Matching a camera to a telescope comes down to one number: image scale, the amount of sky each pixel sees. Get it right and stars are crisp and round; get it wrong and you either throw away detail or waste exposure time on empty resolution. This calculator computes arcseconds per pixel and grades it against your local seeing.
How it works
The image scale formula uses the small-angle approximation, where 206,265 is the number of arcseconds in one radian:
image_scale (arcsec/px) = 206.265 * pixel_size_microns / focal_length_mm
The factor 206.265 already folds the micron-to-millimeter conversion into the 206,265 arcsec/radian constant, so pixel size goes in as microns and focal length as millimeters directly.
Judging the sampling
A widely used target is to keep image scale near one-third to one-half of the seeing:
- scale > 2/3 of seeing → under-sampled (blocky stars, but wide field)
- scale between 1/3 and 2/3 of seeing → well sampled
- scale < 1/3 of seeing → over-sampled (no extra detail, dimmer pixels)
Worked examples with real camera and scope combinations
Example 1 — Short refractor, large pixels
A 480 mm focal-length refractor paired with a camera with 3.76 µm pixels:
image_scale = 206.265 × 3.76 / 480 = 1.61 arcsec/px
Under typical 3-arcsecond suburban seeing this falls in the well-sampled range (1/3 to 2/3 of 3 arcsec = 1.0–2.0 arcsec/px). Excellent for wide-field nebulae and galaxy clusters.
Example 2 — Long SCT, small pixels
A 2,000 mm focal-length SCT with 2.4 µm pixels:
image_scale = 206.265 × 2.4 / 2000 = 0.25 arcsec/px
Under 2-arcsecond seeing the target range is 0.67–1.0 arcsec/px. At 0.25 arcsec/px this setup is heavily over-sampled — stars spread across many dim pixels, requiring longer exposures with no resolution gain. Binning 2×2 effectively makes the pixel 4.8 µm and the scale 0.50 arcsec/px, placing it back in range.

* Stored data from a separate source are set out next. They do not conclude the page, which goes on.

PR #130, opened 2016-04-13
Added event_map short code

jyee:
We've already got the event lat+lon and a location name. I figured it would be nice if we used these to generate a map on each event's location page via a shortcode.

Organizers will just need to ensure their lat+lon and location (venue name) are correct in the YAML, then uncomment the event_map shortcode in location.md.

### DIFF
--- a/content/events/sample-event/location.md
+++ b/content/events/sample-event/location.md
@@ -5,7 +5,7 @@ type = "event"
 draft = true
 
 +++
-<h4>
 
 Information about the venue including address, map/direction, parking/transit, and any hotel group discount codes.
-<p>
+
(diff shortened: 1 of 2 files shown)


mattstratton:
I don't see the example use of the short code?

jyee:
`{{< event_map >}}`
It's [commented out ](https://github.com/devopsdays/devopsdays-web/pull/130/files#diff-c747bc9b052ef485b45c5cd933da810eR11)in `content/events/sample-event/location.md`

mattstratton:
Oh, it was hard to see in the mobile app I was using to review the PR :)

This looks rad! Good improvement.

Issue #75, opened 2016-03-07
Support adding more info for organizers


mattstratton:
Organizers should be able to add twitter handles, employer, and email address (all optional)

See DC for an example

bridgetkromhout:
I would prefer if we don't encourage email addresses. I don't want people emailing a specific organizer instead of the group list. That leads to dropped threads. (Especially if that organizer is me!)

mattstratton:
Yup. To be fair, I wrote this issue at 2 AM. I agree that the use of email addresses should be dropped from this feature :)

bridgetkromhout:
This is done, as far as I can tell.

PR #150, opened 2016-04-15
Support adding more info for organizers

jyee:
- New YAML key for "team_members".
- Supports name (required), twitter (optional, with or without @),
  and employer (optional).
- Maintains compatibility with simpler "team" list method.

See issue #75


bridgetkromhout:
👍

PR #181, opened 2016-05-02
Remove year from the past events.

bridgetkromhout:
The year in the past events looks terrible and makes it wrap a lot. Presumably we could replace it if we need it in a re-design, but for now it would be nice for it to not be cluttering a space we're working in.


mattstratton:
shipit.

PR #2518, opened 2017-06-06
[RAL-2017] Initial Program Layout

chris-short:
Time to make the schedule!


phrawzty:
Hello,

Looking at the Netlify preview, it looks like the programme is a mix of bolded and unbolded elements. Is that intended?

PR #2530, opened 2017-06-07
[OSL-2017] Added keynote speakers and a preliminary program.

steinim:


mattstratton:
I love this way of teasing it out and having the links for proposals in the program!!!

PR #2534, opened 2017-06-08
Elijah is out, sadly

BillWeiss:


bridgetkromhout:
Removed from email list. Not on Slack.

Issue #2559, opened 2017-06-12
Date in speaker files needs to be wrapped in quotes


mattstratton:
The script needs to be updated - the latest hugo is picky about the dates being wrapped in quotes for frontmatter.

bridgetkromhout:
Looks like the script has a vestigial datestamp that the template no longer uses. I've submitted a correction. Please let me know if this doesn't clear things up from your POV, and if so, what else you'd like to see.

mattstratton:
Apparently in the latest version they changed the TOML parser, so it's more strict on a few things...it only seems to have affected Zurich's speakers.

bridgetkromhout:
Okay, I _think_ we are good here - I'll leave this up to you as to whether it's resolved.

mattstratton:
Seems okay to me, so I'll close it.

PR #2561, opened 2017-06-12
Remove unneeded requests

bridgetkromhout:
Speaker creation shouldn't ask for data it doesn't use. The "datestamp" frontmatter field no longer exists in those templates, so this sed command is a no-op.

This is meant to address https://github.com/devopsdays/devopsdays-web/issues/2559 - we can bikeshed over there as to whether it solves what that issue was meant to solve.


mattstratton:
I am 99% sure that the page will work without a date; so it should be okay.

We'll try it and see :)

PR #2582, opened 2017-06-15
[AMS-2017] openshift workshop second speaker

ams0:
Added @sterburg as a second speaker/mentor to the Openshift workshop.


mattstratton:
This fixed it. I still don't love how the workshops are displaying (they got built as a separate file than just another program element, as @yvovandoorn and I bikeshed about) but this change is building properly :)

PR #2590, opened 2017-06-17
[AMS-2017] Add tracking link to OpsGenie sponsorship

thiagoavadore:
OpsGenie Marketing team wants to track clicks on individual event links - starting on [AMS-2017].


bridgetkromhout:
We've done this a number of times before. Other than using a little extra space for images it has minimal ill effects.

yvovandoorn:
👍

PR #2653, opened 2017-06-29
Correcting Tel Aviv organizer images

bridgetkromhout:
Hi, @gilzellner - I corrected some issues to make your images show up (and be in the correct size/aspect ratio).


gilzellner:
Hi @bridgetkromhout ! thanks for the assistance.
I'm slightly confused, was the only reason it wasn't showing up the aspect ratio ?

mattstratton:
I started writing a long reply, and github ate it.

The problem is that the other organizers have a refernece to an image in your data file, but no corresponding image file in `static/events/2017-tel-aviv/organizers/`, so they were showing as broken images. Bridget removed the references to those files.

I'm not sure why @bridgetkromhout changed the two existing image files though.

bridgetkromhout:
> I'm not sure why @bridgetkromhout changed the two existing image files though.

For posterity: I resized one to make it our minimum size, and cropped the other to make it square. I also needed to change `static/events/2017-telaviv/organizers/` to have the required hyphen: `static/events/2017-tel-aviv/organizers/`

PR #2670, opened 2017-07-02
[TLV-2017] adding more organizers and photos + sponsor photos

gilzellner:


bridgetkromhout:
Please remove the cloudify update from this PR and put them in their own PR - handling updates to sponsors requires not retconning history and is a little tricky. It's easier to handle it separately.

gilzellner:
put the other picture back, not sure why its seen as different.

data/sponsors/cloudify.yml
```diff
@@ -1,2 +1,2 @@
 name: "Cloudify"
-url: "http://getcloudify.org/"
+url: "http://cloudify.co"
```
bridgetkromhout: Normally I'd ask for a new version with a URL change - since the old URL redirects to this new one, though, it doesn't much matter.

bridgetkromhout:
Looks good! If you decide to change the picture, the old one needs to be renamed and preserved. Thanks.

PR #2718, opened 2017-07-13
[KC-2017] Add program layout and organizer bio

aaronblythe:
Add the program layout for the event
Add organizer bio for organizer Bert Weidt


bridgetkromhout:
Hey, please take a look at https://deploy-preview-2718--devopsdays-web.netlify.com/events/2017-kansascity/program/ and make sure this is what you want? (tl;dr: you can't have placeholder names for the non-ignite talks - they need to be real - so `-` is what shows.)

aaronblythe:
Thank you for reviewing that closely. At this point, this IS what we want.

It is not currently linked from the welcome page yet, however this gives our organizers a visual in the final format to discuss, rather than doing the work to lay this out in Excel/Powerpoint, then eventually have to come back and format for this view.

If this doesn't cause issues for the rest of the site we would like this merged while we contact/confirm our speakers so we can go back and forth on the layout of the two days.

PR #2732, opened 2017-07-16
[INDY-2018] Add new event for Indianapolis in 2018

ghoneycutt:


bridgetkromhout:
Awaiting confirmation from existing organizer & organizer list update on Slack & email.

bridgetkromhout:
Confirmation received.

PR #2756, opened 2017-07-19
[PHX-2017] Added registration and sponsor links, updated links, cleaned up text.

ericharris:


phrawzty:
An observation regarding `static/events/2017-phoenix/sponsorship.png`: it looks like it's just a screenshot from a spreadsheet, which is fine, but you can see the wavy typo underlines and other elements. I've no problem merging this, but you might want to clean it up in the future. 😺

ericharris:
Thanks! The screenshot is short term fix...just got way too late to deal with html tables and wanted to get the info on the site. :)

PR #5467, opened 2018-09-20
[SLC 2019] - Initial Commit for 2019

lindleywhite:
We are submitting our official date for 2019!


bridgetkromhout:
Thanks! We've set up the email aliases and deactivated the organizer who's not returning.

PR #5480, opened 2018-09-20
Adding event group for SP

bridgetkromhout:
Adding an event group for São Paulo (as the first year filename's not that).


bridgetkromhout:
(In most places we compare city name, but just to be safe.)

PR #5486, opened 2018-09-21
[GAL-2018] - add Avaya as Silver sponsor

Bryji:
Adding Avaya as a Silver level sponsor for DoDGalway 2018


bridgetkromhout:
Merging without archiving the old image, as they're identical other than whitespace.

PR #5491, opened 2018-09-21
[BH 2018] Resizes images

bridgetkromhout:
Attention: @devopsdaysbh - some of your images are too small (under 300x300 px) so they aren't resizing correctly. I'm fixing that.


devopsdaysbh:
Thanks a lot @bridgetkromhout. Yeay, I was facing a bad time trying to fit these images on our sponsors board. That's why then.

Thanks again for your help!

PR #5501, opened 2018-09-24
[PAN-2018] Fix bad html in sponsor file for panama

mattstratton:
Incorrect html tag causing build failure


mattstratton:
Dupe of #5500

PR #5521, opened 2018-09-27
[ZRH-2019] Add Tobias and Julia to organizers

Roderick-Jonsson:
Also sent mail to info@deovpsdays.org


Roderick-Jonsson:
@MikeRosTX Help, it says that it is missing an expected key at line 54, but I don't see what should be missing there

bridgetkromhout:
> @MikeRosTX Help, it says that it is missing an expected key at line 54, but I don't see what should be missing there

I suspect the unquoted `"` characters might have been the problem. Let's see if this rebuild fixes it.

Roderick-Jonsson:
@bridgetkromhout YAY thanks Bridget!

PR #5536, opened 2018-09-29
[2018 Fortaleza] Renaming speaker image correctly

bridgetkromhout:
Correcting the speaker image name, after the workaround in https://github.com/devopsdays/devopsdays-web/pull/5535.


bridgetkromhout:
Heads up to @gb8may - make sure you pull in the changes from upstream - I've renamed this file for you. Thanks.

PR #5570, opened 2018-10-05
[Blog] Add devopsdays 101 (pt-br) post

somatorio:
Add a "companion" blog post to the organizing page to help brazilian organizers about some basic questions at the begining


bridgetkromhout:
Thanks! Quick question about this - it sounds (from google translate) like you're saying it's a good idea for the organizers to be from some different companies. We actually _require_ that. It is mandatory to have organizers from at least three different employers. Can you make sure that is clear? It might also be a good idea to make sure it is clear that people cannot buy talk slots or attendee contact info.

gomex:
Thanks @somatorio  ;)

Common fix: binning and focal reduction
| Problem | Likely fix |
|---|---|
| Heavy over-sampling | Bin 2×2 (software) or add a focal reducer (0.63× or 0.8×) |
| Under-sampling with wide FOV (intentional) | Leave it; wide-field is often the goal |
| Under-sampling wanting more detail | Barlow lens (2× doubles the focal length) or smaller-pixel camera |
Tips for matching hardware
Most backyard sites have 2 to 4 arcseconds of seeing, which makes image scales around 1 to
1.5 arcsec/px a sweet spot for deep-sky work at typical amateur apertures. Field of view is
the other constraint: a sensor’s field in arcminutes equals (sensor_size_mm / focal_length_mm) × 3438. A large sensor on a short scope gives a rich wide field; a small sensor on a long scope gives a tight planetary or globular view. Run the image-scale and FOV calculations together to make sure both fit your targets before buying.